Even the box is beautifully designed. It slides from a sleeve to reveal a hinged lid with a magnetic clasp. Inside, besides the black paper pad and white chalk-like pencils, you find eight numbered wooden spools, eight brightly coloured string loops and eight matching coloured clothes pegs. There is a packet of luggage tags, each with a word printed on it, and there are four big buttons (bonuses for being the fastest players). To complete this knockout package, the rules slide neatly out of a special compartment in the box lid.

This is a lovingly produced package: more a work of art than a bundle of game components. When you pull this game down from the shelf, jaws drop.

So what’s the game? It’s actually a game about words and links. The pegs are attached to the loops of string. Word tags attach to the pegs. Spools and loops are placed so that there will usually be at least two characteristics corresponding to each numbered spool. Players then each write down words that meet the characteristics. In the Board's Eye View picture, for example, spool 4 is looped by the yellow and the black strings, with the characteristics attached ‘bitter’ and ‘nutricious’. In this example, ‘lemon’ would be a reasonable answer. However, only unique answers score, and players might consider that ‘lemon’ may be too obvious an answer. They may be concerned that another player might come up with the same word; so perhaps ‘pomegranate’ might be a better choice…
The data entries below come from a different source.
Issue #356, opened 2017-08-11
Add option to change hostname in specifying brick (or use UUID)


prashanthpai:
When a node's IP changes, there should be an option to edit the brick host:path representation OR we should only use UUID:brick representation always. That makes things really easy.

Reference:
https://bugzilla.redhat.com/show_bug.cgi?id=1036566

joejulian:
Original reference:
Bug 765437: [FEAT] Use uuid in volume info file for servers instead of hostname or ip address
https://bugzilla.redhat.com/show_bug.cgi?id=765437

atinmu:
@prashanthpai Isn't this already being implemented?

prashanthpai:
> @prashanthpai Isn't this already being implemented?

This issue was broken up into multiple tasks - the first of which has been completed in PR #357 . There's more work to be done.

I like word games, and Vlaada Chvatil’s Codenames (Czech Games Editions) remains one of my 'go to' gateway games to break out for play with people coming new to board games. Like Codenames, Knit Wit is about finding connections. And Knit Wit looks so good… And yet…

And yet, much as I love the design and production quality of KnitWit, I find it hard to love this game. People are eager to play it because it looks so good but I have found that few enjoy the gameplay enough to want to play the game more than once. By contrast, every time I’ve played Codenames, I’ve found people are always clamouring for another play.

Perhaps you’ll enjoy this game. You’ll certainly admire the quality of production. Knit Wit is a game I’m pleased to have in my collection, but, for me, this game remains less than the sum of its parts.